Джордж никогда не любил много болтать, а доктор Бенна до сих пор лелеял обиду, и потому за столом главным образом звучала аристократичная, хотя и заплетающаяся речь бабушки, миссис Джоан Чайновет, урожденной Ле Грис, как она подчеркивала — одного из старейших и высокорожденных семейств Англии.
— Вздор, — пробормотал Джонатан Чайновет, что-то расслышав сквозь пьяную дрему. — Самая что ни на есть об-бычная семья. Приехали из Нормандии пару веков назад. Ничего особенного.
Его жена пустилась в длиннейшие рассуждения о подходящем для малютки имени. Джордж продолжал жевать, припомнив похожий случай, когда родился Валентин и состоялся подобный же разговор о его имени. Но тогда перед ним сидел собственный отец, а в кресле свернулась эта старая карга, злобная ведьма Агата Полдарк, и время от времени шипела, как змея, выплевывая свои предложения.
Джордж не был суеверным, но вспомнил, как его мать боялась старуху — в былые времена тетушку Агату давно бы отволокли на костер или к позорному столбу. И вполне заслуженно, потому что ни один колдун не причинил бы ему столько зла. Даже отцовский бронхит как будто начал прогрессировать именно с того вечера, когда камин дымил, словно сквозняк устроили какие-то сверхъестественные силы. Да и сам Джордж был чертовым идиотом, раз поддался злобной старухе.

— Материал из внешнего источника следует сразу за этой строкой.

PR #4910, opened 2026-07-23
💸 Perf - Defer GTM to lazyOnload without dropping early events

### LINKED ISSUE #4908: 💸 Perf - Defer GTM and its marketing tags out of the critical window

**Description**

`app/layout.tsx` loads Google Tag Manager via `<GoogleTagManager>` from `@next/third-parties/google` (`afterInteractive` strategy). GTM then pulls in the marketing/analytics tags configured in the container — on the PageSpeed run these were GA4 (`gtag`), Google Ads (`AW-…`), the Facebook Pixel (`fbevents.js`) and Hotjar — roughly 650 KB combined, landing in the hydration window and adding to TBT and JS-execution time.

None of these need to run before the page is interactive.

**Proposed solution**

1. Load GTM with `lazyOnload` instead of `afterInteractive` (on idle, after the page is usable). `@next/third-parties`' `GoogleTagManager` doesn't expose a strategy prop, so this likely means the standard GTM snippet in a plain `<Script strategy="lazyOnload">`.
2. Keep `window.dataLayer` defined eagerly so early `dataLayer.push` / `sendGTMEvent` calls queue instead of being dropped before GTM loads — e.g. the `eventbrite_order_complete` conversion in `components/eventbrite/eventbriteModalButton.tsx`.
3. Where most of the weight actually lives — the container: review the triggers on the heavy tags (GA / Ads / FB / Hotjar) so they fire on Window Loaded / interaction / a short timer rather than the initial page view. This is GTM config, not code, and is where the bulk of the 650 KB moves off the critical path.

**Verification — the tags must still fire**

- **Network:** confirm each beacon still goes out after load — GA4 `google-analytics.com/g/collect`, Ads `googleads.g.doubleclick.net/pagead`, FB `facebook.com/tr?`, Hotjar `*.hotjar.io`.
- **Authoritative:** GTM Tag Assistant (which tags fired + order), GA4 Realtime, Meta Events Manager → Test Events, Hotjar dashboard.
- **Regression:** a Playwright test that loads the page, waits for idle, and asserts the beacons fire — so a later refactor can't silently break tracking.
- **Edge case:** click a tracked CTA immediately after load and confirm the conversion still records, not just the delayed page view.

**Acceptance criteria**

1. GTM and its downstream tags no longer execute before the page is interactive
2. TBT / JS-execution measurably improves on the events page
3. GA4 page views, Google Ads + Eventbrite conversions, the Facebook Pixel and Hotjar all still fire (verified by the checks above), including a conversion triggered immediately after load
4. A regression test asserts the marketing beacons fire

**Note**

GTM is loaded site-wide from the root layout, so this applies to every page — it also overlaps the homepage PBI #4889, not just this event page.

isaaclombardssw:
Closes #4908.

## What changed

`app/layout.tsx` loaded GTM via `<GoogleTagManager>` from `@next/third-parties/google`, which only offers an `afterInteractive` load — so GTM (and the GA4/Ads/FB/Hotjar tags configured in the container) landed in the hydration window.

Даже в день рождения Валентина она указала, что он появился на свет во время лунного затмения, а значит будет несчастен всю жизнь.
Разумеется, она с самого начала ненавидела Джорджа, еще даже до того, как он начал ее замечать или ненавидеть. Живое воплощение четырех поколений Полдарков, которых она пережила, Агата как никто другой восставала против выскочки, поначалу допущенного в этот дом из сострадания, только в качестве школьного приятеля Фрэнсиса. А потом она наблюдала, как из ничтожества он стал важной персоной, с ненавистью наблюдала за его карьерой, пока он не завладел сначала Фрэнсисом, а затем и домом. Для Агаты было настолько же невыносимо это видеть, как для Джорджа — радостно и вдохновляюще.